Language that takes the naughty stick has an authority angle rather than explaining which is more inclusive thus people may be more likely to become more interested and ask questions when they ae included. Leading by example is sometimes more powerful as we are perfect examples to teach about autism. Having attachments to outcomes leads to more suffering when we expect people to get it straight away.

Human beings are human so although it may be frustrating from our end that people may not be learning as quickly as we would like, it is good to remember we are all process differently. If we meet people where they are, we can speak to them having no preconceived judgements and expectations from them. After all isn’t this what we want as an autistic person from others. If we experience pathologising behaviour and language towards us, it is a reflection on them not us. Many learned behaviours have been engrained deeply in society, so its’ not a quick fix to changing hearts and minds.

Ableism is common and many do not even know their behaviour or thoughts are ableist, because it is a learned behaviour and why awareness is so important. I see many people display ableism including autistic people. Rejecting internalised ableism leads to better self-worth and compassion towards ourselves and others. Although it may be unintentional, labelling ourselves with pathologising language is ableism, and through this we may be teaching other people to be ableists as well.

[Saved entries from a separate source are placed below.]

PR #4061, opened 2025-10-04
Sarur snow 2176806 resource 3

sfc-gh-sarur:
## Test Plan

* [ ] acceptance tests

* [ ] …

## References

*


sfc-gh-jcieslak (commented):
You should create/update this PR's target branch to be your other PR, because now in this PR, I'm seeing changes you've made there (adding metrics). Please make sure only changes regarding relationships, dimensions, and facts (which I believe you're adding in this PR) are visible in the PR changes page.

pkg/testacc/resource_semantic_view_acceptance_test.go
```diff
@@ -72,7 +90,10 @@ func TestAcc_SemanticView_basic(t *testing.T) {
...
 		[]sdk.LogicalTable{*logicalTable2},
 		[]sdk.MetricDefinition{*metric2},
-	).WithComment(changedComment)
+	).WithComment(changedComment).
+		WithRelationships([]sdk.SemanticViewRelationship{*rel1}).
+		WithFacts([]sdk.SemanticExpression{*fact2}).
+		WithDimensions([]sdk.SemanticExpression{*dimension2})
 
 	resource.Test(t, resource.TestCase{
 		ProtoV6ProviderFactories: TestAccProtoV6ProviderFactories,
```
sfc-gh-jmichalak, line 128: <p class='graphite__hidden'><i>[Re: line +125]</i></p>
Please also add the assertions here.
<p class='graphite__hidden'>See this comment inline on <a href="https://app.graphite.dev/github/pr/snowflakedb/terraform-provider-snowflake/4061?utm_source=unchanged-line-comment">Graphite</a>.</p>

pkg/resources/semantic_views.go
```diff
@@ -95,11 +95,119 @@ var semanticViewsSchema = map[string]*schema.Schema{
...
+			Schema: map[string]*schema.Schema{
+				"relationship_alias": {
+					Type:        schema.TypeString,
+					Optional:    true,
+					Description: blocklistedCharactersFieldDescription("Specifies an alias for the relationship."),
+				},
+				"table_name": {
+					Type:             schema.TypeString,
+					Optional:         true,
+					ValidateDiagFunc: IsValidIdentifier[sdk.SchemaObjectIdentifier](),
```
sfc-gh-jmichalak: The descriptions are missing. We are aiming to have a description in each field, if it is relevant.

pkg/resources/semantic_views.go
```diff
@@ -95,11 +95,119 @@ var semanticViewsSchema = map[string]*schema.Schema{
...
 		},
 	},
-	"metrics": {
+	"relationships": {
 		Type:     schema.TypeList,
-		Required: true,
+		Optional: true,
+		Elem: &schema.Resource{
+			Schema: map[string]*schema.Schema{
+				"relationship_alias": {
```
sfc-gh-jmichalak: I'm struggling to understand the SQL mapping here. Maybe we should just use the names from the docs, like `<relationship_identifier`? Also, I can't see anything like `table_name`. cc @sfc-gh-jcieslak .

pkg/resources/semantic_views.go
```diff
@@ -258,6 +370,28 @@ func CreateSemanticView(ctx context.Context, d *schema.ResourceData, meta any) d
...
+		}
+		request.WithSemanticViewFacts(factsRequests)
+	}
+	if d.Get("dimensions") != nil {
+		dimensionsRequests, err := getSemanticExpressionRequests(d.Get("dimensions").([]any))
+		if err != nil {
+			return diag.FromErr(err)
+		}
+		request.WithSemanticViewDimensions(dimensionsRequests)
+	}
```
sfc-gh-jmichalak, line 435: Nit: please use a custom wrapper and set these fields in errors.Join like below.

pkg/resources/semantic_views.go
sfc-gh-sarur: I will update the names to match the names on the docs as much as possible.

The `table_alias` field on the docs is in the sdk as `relationshipTableNameOrAlias` which has 2 fields, RelationshipTableName and RelationshipTableAlias. The customer can use either the table name (which would be a schema object identifier) or the table alias (a string). That's why I have split it into 2 separate fields here. It may be better if I contained them within a "table_name_or_alias" field here instead, so it becomes clear. I will make that change

pkg/resources/semantic_views.go

pkg/testacc/resource_semantic_view_acceptance_test.go
sfc-gh-sarur: done

pkg/resources/semantic_views.go
sfc-gh-sarur: Can we handle this as a TODO instead?

pkg/resources/semantic_views.go
sfc-gh-jmichalak: Okay, but please don't wrap everything in `blocklistedCharactersFieldDescription`. It should be use ONLY when this field is an identifier of another object - can be fixed later.

pkg/sdk/semantic_view_gen_test.go
```diff
@@ -83,6 +84,10 @@ func TestSemanticViews_Create(t *testing.T) {
 						RelationshipTableName:  Pointer(randomSchemaObjectIdentifier()),
 						RelationshipTableAlias: String("alias"),
 					},
+					refTableNameOrAlias: &RelationshipTableAlias{
```
sfc-gh-jmichalak, line 104: This should be checked in a separate `t.Run` with a new `assertOptsInvalidJoinedErrors ` assertion only concerning `refTableNameOrAlias` because now, the assertion is still the same.

pkg/resources/semantic_views.go
```diff
@@ -95,11 +96,139 @@ var semanticViewsSchema = map[string]*schema.Schema{
...
+				"relationship_identifier": {
+					Type:        schema.TypeString,
+					Optional:    true,
+					Description: blocklistedCharactersFieldDescription("Specifies an optional identifier for the relationship."),
+				},
+				"table_name_or_alias": {
+					Type:     schema.TypeList,
+					Required: true,
+					MaxItems: 1,
+					Elem: &schema.Resource{
```
sfc-gh-jmichalak, line 118: Descriptions, please. And let's note that table_name and table_alias are mutually exclusive - in referenced_table_name_or_alias as well.

pkg/resources/semantic_views.go
sfc-gh-jmichalak: Yes, let's leave this open.

pkg/testacc/resource_semantic_view_acceptance_test.go
```diff
@@ -16,11 +16,12 @@ import (
 	"github.com/Snowflake-Labs/terraform-provider-snowflake/pkg/sdk"
 	"github.com/hashicorp/terraform-plugin-testing/helper/resource"
 	"github.com/hashicorp/terraform-plugin-testing/plancheck"
+	_ "github.com/hashicorp/terraform-plugin-testing/plancheck"
```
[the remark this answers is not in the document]
sfc-gh-jmichalak: @sfc-gh-sarur please resolve - remove the line with `_`.

pkg/testacc/resource_semantic_view_acceptance_test.go
```diff
@@ -49,30 +71,36 @@ func TestAcc_SemanticView_basic(t *testing.T) {
...
-		[]sdk.MetricDefinition{*metric2},
-	).WithComment(changedComment)
+		completeID.DatabaseName(),
+		completeID.SchemaName(),
+		completeID.Name(),
+		[]sdk.LogicalTable{*logicalTable1, *logicalTable2},
+		[]sdk.MetricDefinition{*metric1},
+	).WithComment(changedComment).
+		WithRelationships([]sdk.SemanticViewRelationship{*rel1}).
+		WithFacts([]sdk.SemanticExpression{*fact1}).
```
sfc-gh-jmichalak: Shouldn't these still be fact2 and dimension2? The name suggests the values should be different.

pkg/testacc/resource_semantic_view_acceptance_test.go
```diff
@@ -16,11 +16,12 @@ import (
 	"github.com/Snowflake-Labs/terraform-provider-snowflake/pkg/sdk"
 	"github.com/hashicorp/terraform-plugin-testing/helper/resource"
 	"github.com/hashicorp/terraform-plugin-testing/plancheck"
+	_ "github.com/hashicorp/terraform-plugin-testing/plancheck"
 	"github.com/hashicorp/terraform-plugin-testing/tfversion"
 )
 
 func TestAcc_SemanticView_basic(t *testing.T) {
-	id := testClient().Ids.RandomSchemaObjectIdentifier()
+	basicID, completeID := testClient().Ids.RandomSchemaObjectIdentifier(), testClient().Ids.RandomSchemaObjectIdentifier()
```
sfc-gh-jmichalak: Nit: why this change? we usually have one ID for such tests.

pkg/resources/semantic_views.go
sfc-gh-sarur: Done

pkg/resources/semantic_views.go
sfc-gh-sarur: created [SNOW-2405571](https://snowflakecomputing.atlassian.net/browse/SNOW-2405571) tracking it.

pkg/testacc/resource_semantic_view_acceptance_test.go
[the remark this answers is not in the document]
sfc-gh-sarur: done

pkg/testacc/resource_semantic_view_acceptance_test.go
sfc-gh-sarur: When I used the same ID, the modelComplete was not getting updated with the additional relationships, facts and dimensions since we don't have the OrReplace yet. Is there a recommended way to do this?

pkg/testacc/resource_semantic_view_acceptance_test.go
sfc-gh-sarur: Right now with alter commands we can only update the comment, so I only updated that field in the modelCompleteWithDifferentValues definition.

pkg/sdk/semantic_view_gen_test.go
sfc-gh-sarur: Done.

pkg/resources/semantic_views.go
sfc-gh-sarur: Done, I wrapped the name, schema, database and the tables.table_name field descriptions in blocklistedCharactersFieldDescription, removed everything else.

pkg/resources/semantic_views.go
sfc-gh-jmichalak: There's no need to create additional tickets like this: you can reference SNOW-2344309

pkg/resources/semantic_views.go
sfc-gh-jmichalak: Okay, makes sense. I think the syntax is not very clear in the SQL documentation.

pkg/testacc/resource_semantic_view_acceptance_test.go
sfc-gh-jmichalak: Yes, it happens because the fields don't have `ForceNew`. Every field in the schema should be either handled in `Update` function (we can do this only for `comment`), OR have the `ForceNew` field.
So, please add the ForceNew fields, and the test issue should be fixed - it should also address https://app.graphite.dev/github/pr/snowflakedb/terraform-provider-snowflake/4061/feat-add-semantic-view-resource---3#comment-PRRC_kwDOCePWm86QOi7M

pkg/testacc/resource_semantic_view_acceptance_test.go
sfc-gh-jmichalak: It should be handled by the ForceNew setting in the schema - check my other comment.

pkg/testacc/resource_semantic_view_acceptance_test.go
sfc-gh-sarur: Understood, I have added the ForceNew field to all the fields except for comment and updated the tests to use the same ID. Also addressed the other comment to update the relationships, facts and dimensions in the `modelCompleteWithDifferentValues` def.

pkg/testacc/resource_semantic_view_acceptance_test.go
sfc-gh-sarur: done

pkg/resources/semantic_views.go
sfc-gh-sarur: Understood, I will do that going forward

pkg/resources/semantic_views.go
```diff
@@ -95,11 +97,157 @@ var semanticViewsSchema = map[string]*schema.Schema{
...
+					},
+				},
+				"comment": {
+					Type:        schema.TypeString,
+					Optional:    true,
+					Description: "Specifies a comment for the dimension.",
+				},
+			},
+		},
+		AtLeastOneOf: []string{
```
sfc-gh-jcieslak, line 240: Question: Is this correct? In the SQL documentation, both are optional. If they're conditionally required (at least one of them), the SQL documentation should be slightly different imo.

pkg/testacc/resource_semantic_view_acceptance_test.go
```diff
@@ -1,4 +1,4 @@
-//go:build !account_level_tests
+//go:build account_level_tests
```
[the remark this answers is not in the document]
sfc-gh-jcieslak: I think this should "stay as before", but we actually changed the tags in acceptance tests, so this should be now `//go:build non_account_level_tests`

pkg/resources/semantic_views.go
sfc-gh-jmichalak: I think we discussed it earlier, as when you don't set any of these fields, the create fails, and that's why we initially disabled the tests.

sfc-gh-sarur: Yes, in the create statement we need at least a dimension or a metric defined, it is mentioned in the docs here : https://docs.snowflake.com/en/sql-reference/sql/create-semantic-view#parameters-for-facts-dimensions-and-metrics

sfc-gh-sarur:
@sfc-gh-jmichalak sorry, I missed your comment about waiting for #4096 before merging this one, I opened a revert PR here : https://github.com/snowflakedb/terraform-provider-snowflake/pull/4099

sfc-gh-jmichalak:
That's alright; I already commented on https://github.com/snowflakedb/terraform-provider-snowflake/pull/4099 and closed it.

Shame was projected onto many of us early in life and due to that many have adopted ableist terms about others, and themselves to make light of their differences for so called acceptance. Acceptance doesn’t have anything to do with pride as pride has more to do with the emotional response to what has been stigmatised. I have for the most part lived my life on my own terms, and it was tough growing up and well into my adult’s years facing so much ridicule and judgement.

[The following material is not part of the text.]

PR #4073, opened 2025-10-08
chore: Add a new protected role

sfc-gh-jmichalak:
Add a new protected role.

TODO (next PR): Use this role in the Oauth authenticator test.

Pathologising is a language of judgement where other people are treated differently and views them as abnormal or sick. They make assumptions and have preconceived ideas about a person or a group of people. Many behaviours and language in society are learned and why we have stigma, ableism and pathologising behaviours.

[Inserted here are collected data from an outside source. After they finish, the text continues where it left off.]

Issue #42, opened 2021-10-01
Mirror/Proxy APM ServerInformation Endpoint


astorm:
APM Server has [a server information endpoint](https://www.elastic.co/guide/en/apm/server/current/server-info.html).

If called with an secret token to an API Key, this endpoint will return information about the server

```
# curl -H 'Authorization: Bearer ${secretToken}' http://apm-server.example.com:8200
% curl -H 'Authorization: ApiKey ${apiKey}' http://apm-server.example.com:8200
{
  "build_date": "2021-03-18T05:15:57Z",
  "build_sha": "ef735c0cc1e5aa0d4fe4a363804390776e7775fe",
  "version": "7.12.0"
}
```
If called without a token or api key, the endpoint will return a status code of 200.

```
# note the -i option for returning headers as well as the request body (the later of which is empty)
% curl -i http://apm-server.example.com:8200
HTTP/2 200 
date: Fri, 01 Oct 2021 19:28:52 GMT
x-cloud-request-id: J...w
x-content-type-options: nosniff
x-found-handling-cluster: 0...8
x-found-handling-instance: instance-0000000012
content-length: 0
```

Some agents use this as a health endpoint or version gating.  

We should considering exposing the same endpoint in the extension and proxying this endpoint to the final APM Server destination.

PR #52, opened 2021-10-13
feat: Proxy APM Server Info Request

astorm:
Implements: #42

This PR implements a new `/` endpoint for the extension's main HTTP server.  Calling this endpoint will forward/proxy a request to APM Server's `/` endpoint.  The intended use is to allow agents that use this URL as a health check/version fetcher will be able to do so.

In addition to the above functionality, this PR also

- Changes `config.apmServerEndpoint` to `config.apmServerUrl` and moves the logic for creating the full `localhost:8200/intake/v2/events` URL out of the configuration/env parsing code
- When parsing `ELASTIC_APM_LAMBDA_APM_SERVER`, we now ensure it always ends in a `/`
- Implements a test case that uses a Mocked APM Server to confirm that requests are forwarded/proxied correctly


apm-lambda-extension/extension/http_server_test.go
```diff
@@ -137,3 +143,116 @@ func Test_getDecompressedBytesFromRequestEmptyBody(t *testing.T) {
 		t.Fail()
 	}
 }
+
```
estolfo, line 146: Is there a reason you didn't use the [httptest](https://pkg.go.dev/net/http/httptest) package here?
It might be a lot easier to write this test using it. 

Here is an example in the apm server repo: https://github.com/elastic/apm-server/blob/master/sourcemap/fleet_store_test.go

You could create a mock server using httptest for the apm server and write a handler that asserts directly on the request values. I know it would mean writing this all over again but I think it's the standard way to test http servers.

Let me know if I'm missing something and you'd like to stick with this approach.

apm-lambda-extension/extension/http_server_test.go
```diff
@@ -137,3 +143,116 @@ func Test_getDecompressedBytesFromRequestEmptyBody(t *testing.T) {
...
+		apmServerSecretToken:       "foo",
+		apmServerApiKey:            "bar",
+		dataReceiverServerPort:     ":" + extensionPort,
+		dataReceiverTimeoutSeconds: 15,
+	})
+
+	// sleep seem neccesary in our test env
+	// to give the above go-routines-servers
+	// time to complete their startup
+	time.Sleep(1 * time.Second)
```
estolfo, line 237: I've seen in the apm server repo that they use `WaitGroup`s for this. I think it would be a preferable approach over `Sleep`ing.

The most common things people pathologise are mental illness and behaviours of others. Pathologising people can lead to shame and fuel a lot of anxiety in people, making it hard for them to truly express their experiences. Pathologising in relationships is a form of emotional abuse, because if people use a person’s diagnosis that has been stigmatised to call them names like crazy, paranoid, neurotic, stupid, it is emotional abuse.

Using harmful labels like dismiss another person’s experience in life and makes assumptions about what we think we know about a person. This highlights the real issue with pathologising, as it enables people to put people in a box making them out of sight, out of mind.